Please report how many lines in these records contain the string "pull", and give nothing besides the number.
######
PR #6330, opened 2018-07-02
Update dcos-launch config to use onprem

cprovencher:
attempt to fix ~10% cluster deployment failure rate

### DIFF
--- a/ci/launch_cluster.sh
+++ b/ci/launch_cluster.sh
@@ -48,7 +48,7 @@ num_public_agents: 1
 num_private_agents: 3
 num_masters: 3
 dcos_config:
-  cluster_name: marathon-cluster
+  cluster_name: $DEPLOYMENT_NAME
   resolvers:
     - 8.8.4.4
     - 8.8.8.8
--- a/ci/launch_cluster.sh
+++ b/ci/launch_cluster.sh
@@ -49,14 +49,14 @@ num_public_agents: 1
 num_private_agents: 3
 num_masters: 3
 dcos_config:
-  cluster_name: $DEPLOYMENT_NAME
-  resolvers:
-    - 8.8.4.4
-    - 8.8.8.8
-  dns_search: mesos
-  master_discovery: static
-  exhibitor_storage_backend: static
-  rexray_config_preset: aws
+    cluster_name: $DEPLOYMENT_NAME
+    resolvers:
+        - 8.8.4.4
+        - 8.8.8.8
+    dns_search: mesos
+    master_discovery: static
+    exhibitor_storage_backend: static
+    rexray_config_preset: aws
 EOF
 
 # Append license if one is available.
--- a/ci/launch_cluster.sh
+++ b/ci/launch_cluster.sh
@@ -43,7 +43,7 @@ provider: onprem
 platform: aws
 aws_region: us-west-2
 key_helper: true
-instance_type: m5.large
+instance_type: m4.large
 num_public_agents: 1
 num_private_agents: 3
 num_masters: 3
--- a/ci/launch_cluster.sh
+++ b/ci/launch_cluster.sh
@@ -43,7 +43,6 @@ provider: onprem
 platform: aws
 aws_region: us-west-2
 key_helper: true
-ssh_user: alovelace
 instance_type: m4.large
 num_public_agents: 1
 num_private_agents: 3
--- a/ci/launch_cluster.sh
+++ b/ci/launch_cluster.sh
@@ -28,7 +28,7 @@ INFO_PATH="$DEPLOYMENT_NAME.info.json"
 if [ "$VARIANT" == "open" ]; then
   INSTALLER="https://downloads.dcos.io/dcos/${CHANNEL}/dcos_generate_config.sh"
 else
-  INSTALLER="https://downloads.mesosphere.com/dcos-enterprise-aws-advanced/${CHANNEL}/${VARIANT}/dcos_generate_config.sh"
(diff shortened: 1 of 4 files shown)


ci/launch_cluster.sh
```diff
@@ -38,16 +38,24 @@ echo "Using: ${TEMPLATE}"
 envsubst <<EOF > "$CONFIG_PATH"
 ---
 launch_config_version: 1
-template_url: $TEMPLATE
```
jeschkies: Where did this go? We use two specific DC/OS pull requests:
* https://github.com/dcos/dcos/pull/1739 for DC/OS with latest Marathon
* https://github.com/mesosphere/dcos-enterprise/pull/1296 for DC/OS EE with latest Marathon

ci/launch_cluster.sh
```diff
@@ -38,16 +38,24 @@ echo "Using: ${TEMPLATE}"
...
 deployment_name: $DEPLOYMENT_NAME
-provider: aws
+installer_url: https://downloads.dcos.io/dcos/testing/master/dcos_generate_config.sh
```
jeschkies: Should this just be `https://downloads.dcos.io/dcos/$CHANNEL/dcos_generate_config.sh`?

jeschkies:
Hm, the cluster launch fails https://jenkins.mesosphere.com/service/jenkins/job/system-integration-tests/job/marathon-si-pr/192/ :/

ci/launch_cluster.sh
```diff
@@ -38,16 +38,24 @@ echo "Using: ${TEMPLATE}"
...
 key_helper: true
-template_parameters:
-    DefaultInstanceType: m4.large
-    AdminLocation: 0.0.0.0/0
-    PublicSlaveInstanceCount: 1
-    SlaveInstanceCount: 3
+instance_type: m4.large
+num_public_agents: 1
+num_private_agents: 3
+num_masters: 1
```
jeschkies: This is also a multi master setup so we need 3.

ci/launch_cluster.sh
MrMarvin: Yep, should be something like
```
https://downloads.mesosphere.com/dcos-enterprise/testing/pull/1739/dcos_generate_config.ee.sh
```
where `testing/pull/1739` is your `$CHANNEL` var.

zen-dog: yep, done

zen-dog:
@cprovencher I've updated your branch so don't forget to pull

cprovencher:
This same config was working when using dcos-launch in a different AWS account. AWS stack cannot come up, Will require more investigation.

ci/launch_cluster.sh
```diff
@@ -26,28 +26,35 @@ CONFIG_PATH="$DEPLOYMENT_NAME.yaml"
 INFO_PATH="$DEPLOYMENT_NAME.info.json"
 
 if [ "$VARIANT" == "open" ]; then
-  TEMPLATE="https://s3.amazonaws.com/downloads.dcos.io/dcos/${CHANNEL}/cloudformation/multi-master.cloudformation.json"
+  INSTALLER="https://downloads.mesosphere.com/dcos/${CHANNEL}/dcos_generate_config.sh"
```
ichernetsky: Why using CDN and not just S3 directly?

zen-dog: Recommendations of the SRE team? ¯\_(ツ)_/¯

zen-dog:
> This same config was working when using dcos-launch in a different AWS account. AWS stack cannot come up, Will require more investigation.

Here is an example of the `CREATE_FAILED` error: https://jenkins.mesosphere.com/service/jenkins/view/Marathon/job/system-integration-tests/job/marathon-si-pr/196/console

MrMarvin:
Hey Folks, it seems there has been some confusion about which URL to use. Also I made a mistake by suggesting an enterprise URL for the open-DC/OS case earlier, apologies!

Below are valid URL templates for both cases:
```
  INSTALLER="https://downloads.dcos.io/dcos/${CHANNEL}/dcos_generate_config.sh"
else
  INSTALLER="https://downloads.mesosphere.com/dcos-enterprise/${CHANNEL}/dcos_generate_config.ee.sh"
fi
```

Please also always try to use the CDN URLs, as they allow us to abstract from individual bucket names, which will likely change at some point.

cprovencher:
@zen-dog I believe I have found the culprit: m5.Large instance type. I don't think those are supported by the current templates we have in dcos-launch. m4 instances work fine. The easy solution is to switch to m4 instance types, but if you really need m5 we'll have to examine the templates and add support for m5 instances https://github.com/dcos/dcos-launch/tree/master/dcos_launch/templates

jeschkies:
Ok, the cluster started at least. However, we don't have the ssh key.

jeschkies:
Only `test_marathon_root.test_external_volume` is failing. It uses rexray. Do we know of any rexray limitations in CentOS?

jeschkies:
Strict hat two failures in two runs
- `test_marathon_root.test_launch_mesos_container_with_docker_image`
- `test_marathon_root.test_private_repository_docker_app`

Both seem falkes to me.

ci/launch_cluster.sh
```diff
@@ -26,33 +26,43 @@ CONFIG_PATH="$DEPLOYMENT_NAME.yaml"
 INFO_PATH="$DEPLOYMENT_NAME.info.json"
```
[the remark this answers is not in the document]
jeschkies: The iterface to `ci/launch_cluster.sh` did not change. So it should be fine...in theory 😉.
######
**Solution to the problem**
6